• **Activity**:
Search the material for lines containing the word "because", and copy each one.

• **Data under study**:

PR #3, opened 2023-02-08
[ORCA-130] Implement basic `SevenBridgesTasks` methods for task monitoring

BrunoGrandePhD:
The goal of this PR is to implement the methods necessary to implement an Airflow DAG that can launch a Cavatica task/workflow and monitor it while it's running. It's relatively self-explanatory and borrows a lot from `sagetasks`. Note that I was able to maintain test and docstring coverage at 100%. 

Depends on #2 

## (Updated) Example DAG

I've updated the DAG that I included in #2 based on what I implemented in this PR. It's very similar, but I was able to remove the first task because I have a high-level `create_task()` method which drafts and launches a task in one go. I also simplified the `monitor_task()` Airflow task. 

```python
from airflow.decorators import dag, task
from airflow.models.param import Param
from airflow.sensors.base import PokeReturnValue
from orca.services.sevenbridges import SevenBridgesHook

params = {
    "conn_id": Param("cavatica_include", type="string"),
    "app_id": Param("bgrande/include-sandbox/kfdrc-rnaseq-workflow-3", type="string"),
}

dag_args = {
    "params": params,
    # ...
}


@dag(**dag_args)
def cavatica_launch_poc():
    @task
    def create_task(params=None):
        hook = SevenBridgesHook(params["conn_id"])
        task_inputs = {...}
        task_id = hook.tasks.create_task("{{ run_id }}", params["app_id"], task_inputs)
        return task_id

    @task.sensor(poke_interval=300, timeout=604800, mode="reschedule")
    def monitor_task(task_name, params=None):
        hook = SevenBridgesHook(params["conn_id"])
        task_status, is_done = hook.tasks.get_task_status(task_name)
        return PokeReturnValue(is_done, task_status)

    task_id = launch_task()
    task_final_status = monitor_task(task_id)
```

* * *

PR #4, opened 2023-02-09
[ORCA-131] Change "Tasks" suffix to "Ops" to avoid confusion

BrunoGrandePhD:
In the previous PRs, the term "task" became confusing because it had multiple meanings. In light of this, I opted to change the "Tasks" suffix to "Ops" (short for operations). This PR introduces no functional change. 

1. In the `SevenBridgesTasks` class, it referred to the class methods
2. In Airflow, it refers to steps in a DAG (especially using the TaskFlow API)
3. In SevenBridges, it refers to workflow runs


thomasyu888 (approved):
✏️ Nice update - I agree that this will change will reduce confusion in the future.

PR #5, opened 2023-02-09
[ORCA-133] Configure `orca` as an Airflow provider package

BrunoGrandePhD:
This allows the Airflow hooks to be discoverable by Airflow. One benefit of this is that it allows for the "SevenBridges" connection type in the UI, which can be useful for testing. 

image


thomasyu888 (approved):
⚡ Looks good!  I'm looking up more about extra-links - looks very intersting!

• **Solution**:
I've updated the DAG that I included in #2 based on what I implemented in this PR. It's very similar, but I was able to remove the first task because I have a high-level `create_task()` method which drafts and launches a task in one go. I also simplified the `monitor_task()` Airflow task. 
In the previous PRs, the term "task" became confusing because it had multiple meanings. In light of this, I opted to change the "Tasks" suffix to "Ops" (short for operations). This PR introduces no functional change. 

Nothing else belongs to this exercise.